-------- RECORDS TO USE

PR #65, opened 2024-03-12
Docs/architecture

natmasslove:


aryna-yukhnevich:
just thinking, should we also add some images with our Grafana dashboards (one with CW logs and at least one with Timestream metrics) so users could have a quick look at them before the deployment?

----------------

→ **ASSIGNMENT**
Would you transcribe the listing word for word?

→ **ANSWER TO THIS PROBLEM**
PR #65, opened 2024-03-12
Docs/architecture

natmasslove:


aryna-yukhnevich:
just thinking, should we also add some images with our Grafana dashboards (one with CW logs and at least one with Timestream metrics) so users could have a quick look at them before the deployment?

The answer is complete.